** Instructions for the task **
Within the entries that follow, show each line where the word "silverjam" occurs.

** Exercise data **
= Beginning of Section =

PR #583, opened 2023-10-12
bump async_zip to latest

pcrumley:
This PR handles the upgrading of `async_zip` to the latest version. They did some work around supporting multiple async runtimes which we really don't benefit from here because we are just using tokio.

Anyway, this gets us unstuck from async_zip 0.7

### DIFF
--- a/Cargo.lock
+++ b/Cargo.lock
@@ -85,19 +85,15 @@ dependencies = [
 
 [[package]]
 name = "async-compression"
-version = "0.3.12"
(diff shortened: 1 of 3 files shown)


pcrumley:
pinging @silverjam because he 👍🏻  the original dependabot commit.

note for semver, this did change some type signatures for functions, but can be considered a patch release for esthri because none of those functions are public.

silverjam (approved):

PR #621, opened 2024-01-03
Upgrades to aws-sdk 1.0

pcrumley:
This PR updates Esthri to AWS SDK 1.0. 

Changes:
 - Add a private wrapper type with type erasure because AWS removed the stream trait implementation on S3 ByteStream
 - Wanted to remove the deprecated aws-smithy-types-conversion crate so I convert the s3 DateTime -> std's SystemTime -> chrono::DateTime<UTC>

= End of Section =

** Response to this exercise **
pinging @silverjam because he 👍🏻  the original dependabot commit.
silverjam (approved):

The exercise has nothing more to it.